From a local file, replacing all content

If we want to load new data and regenerate the table this is the default behaviour of the update action. The endpoint is the same as used for show. If our dataset has example-3 slug:

curl --location --request PUT 'https://···/api/v1/data/datasets/example-3' \
--header 'Content-Type: application/json' \
--header 'Authorization: Bearer XXXXXXXXXX' \
--data-raw '{
    "data": {
        "type": "gobierto_data-dataset_forms",
        "attributes": {
            "data_path": "/home/ubuntu/2008_10k.csv",
            "local_data": true
        }
    }
}'

From a local file, appending content

Appends all content from the file to the table.

You have to set the attribute append to true (false by default).

This operation will raise an error if the schema of the CSV is not compatible with the previously existing data.

curl --location --request PUT 'https://···/api/v1/data/datasets/example-3' \
--header 'Content-Type: application/json' \
--header 'Authorization: Bearer XXXXXXXXXX' \
--data-raw '{
    "data": {
        "type": "gobierto_data-dataset_forms",
        "attributes": {
            "data_path": "/home/ubuntu/2008_100k.csv",
            "local_data": true,
            "append": true
        }
    }
}'

Using multipart/form-data

Create a dataset uploading a CSV using multipart/form-data

The multipart/form-data format allows us to upload CSVs an schema files directly.

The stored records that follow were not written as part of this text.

PR #58, opened 2020-08-24
Add Black for Python

akirak:
This is a formatter for Python.

### DIFF
--- a/modules/hooks.nix
+++ b/modules/hooks.nix
@@ -36,6 +36,13 @@ in
             "Ansible linter";
           entry = "${tools.ansible-lint}/bin/ansible-lint";
         };
+      black =
+        {
+          name = "black";
+          description = "The uncompromising Python code formatter";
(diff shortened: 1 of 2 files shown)


modules/hooks.nix
```diff
@@ -36,6 +36,13 @@ in
             "Ansible linter";
           entry = "${tools.ansible-lint}/bin/ansible-lint";
         };
+      black =
+        {
+          name = "black";
+          description = "The uncompromising Python code formatter";
+          entry = "${pkgs.python3Packages.black}/bin/black";
+          files = "\\.py$";
```
roberth, line 44: It's better to use the `python` [`type`](https://pre-commit.com/#filtering-files-with-types) which will also find scripts with python shebangs. (and potentially more?)

akirak: I didn't know of `types`. Thanks, fixed.

akirak:
Fixed the issue.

Suppose that there is a local CSV with path /local/path/file.csv. In this kind of request the same options of the previous examples can be sent under dataset[attribute_name], with the exception of data_path and local_data which not make sense in this context. The file location must be sent with dataset[data_file]:

curl --location --request POST 'https://···/api/v1/data/datasets' \
--header 'Authorization: Bearer XXXXXXXXXX' \
--header 'Content-Type: multipart/form-data' \
--form 'dataset[data_file]=@/local/path/file.csv' \
--form 'dataset[name]=Example 4' \
--form 'dataset[table_name]=example_4_records' \
--form 'dataset[slug]=example-4-slug' \
--form 'dataset[csv_separator]=,'

Update a dataset uploading a CSV and a schema file using multipart/form-data

Suppose that we have the schema in /local/path/schema.json and the data in /local/path/file.csv and we want to append data to the dataset of the previous example:

curl --location --request PUT 'https://mataro.gobierto.test/api/v1/data/datasets/example-5-superslug' \
--header 'Authorization: Bearer XXXXXXXXXX' \
--header 'Content-Type: multipart/form-data' \
--form 'dataset[data_file]=@/local/path/file.csv' \
--form 'dataset[schema_file]=@/local/path/schema.json' \
--form 'dataset[append]=true' \
--form 'dataset[csv_separator]=,'

The schema can also be passed as a string containing a JSON with dataset[schema]. If both dataset[schema_file] and dataset[schema] are sent, the second option is ignored and the schema is taken from the uploaded file.